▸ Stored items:
PR #4373, opened 2021-12-21
feat(stdlib): update the to transformation to use narrow transformation

jsternberg:
### Done checklist
- [x] docs/SPEC.md updated
- [x] Test cases written

### DIFF
--- a/stdlib/influxdata/influxdb/to.go
+++ b/stdlib/influxdata/influxdb/to.go
@@ -5,11 +5,16 @@ import (
 	"fmt"
 	"sort"
 
+	"github.com/apache/arrow/go/arrow/bitutil"
+	"github.com/apache/arrow/go/arrow/memory"
 	"github.com/influxdata/flux"
+	"github.com/influxdata/flux/array"
 	"github.com/influxdata/flux/codes"
 	"github.com/influxdata/flux/compiler"
 	"github.com/influxdata/flux/dependencies/influxdb"
 	"github.com/influxdata/flux/execute"
+	"github.com/influxdata/flux/execute/table"
+	"github.com/influxdata/flux/internal/arrowutil"
 	"github.com/influxdata/flux/internal/errors"
 	"github.com/influxdata/flux/interpreter"
 	"github.com/influxdata/flux/plan"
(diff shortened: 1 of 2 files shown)


stdlib/influxdata/influxdb/to_test.go
```diff
@@ -692,45 +692,6 @@ func TestTo_Process(t *testing.T) {
...
-						{Label: "_field", Type: flux.TString},
-						{Label: "_value", Type: flux.TFloat},
-					},
-					Data: [][]interface{}{
-						{execute.Time(11), "m", "f", 1.0},
-					},
-				},
-			},
-			wantErr: errors.New("to() found duplicate table with group key: {_field=f,_measurement=m}"),
-		},
```
wolffcm, line 733: We no longer get this error I guess due to the chunked implementation?

stdlib/influxdata/influxdb/to.go
```diff
@@ -148,48 +130,37 @@ func (t *ToTransformation) Process(id execute.DatasetID, tbl flux.Table) error {
...
-}
+	if err := t.writeTable(chunk); err != nil {
+		return err
+	}
 
-// UpdateProcessingTime updates the processing time for the transformation for the `to` flux function.
-func (t *ToTransformation) UpdateProcessingTime(id execute.DatasetID, pt execute.Time) error {
-	return t.d.UpdateProcessingTime(pt)
+	filtered := t.filterNulls(chunk, mem)
+	return d.Process(filtered)
```
wolffcm, line 141: Could you add some comments here about the null filtering? My understanding of what you're doing here is:
- The call to `writeTable` above will skip over any points that have a null timestamp
- Because the semantics of `to()` is that we output the tables that are written, we then need to filter rows with null timestamps from the input.

Are there tests for the null filtering?

wolffcm (changes requested):
I am asking for some comments, but this looks good otherwise.

stdlib/influxdata/influxdb/to.go
jsternberg: Yes, there's a test for this. I didn't know about this behavior before I saw the failed test.

stdlib/influxdata/influxdb/to_test.go
jsternberg: We never got this error because it wasn't strictly possible, but now we don't really have a way to check for it because the chunked implementation expects us to receive table chunks with duplicate group keys.

stdlib/influxdata/influxdb/to.go
jsternberg: I'll also add a comment.

jsternberg: I updated the doc string for `filterNulls` to explain what is going on.

wolffcm (approved):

▸ Exercise requirements: When a line of the data above holds the string "there", count it, and reply with the resulting number only.

▸ Result of this exercise: 2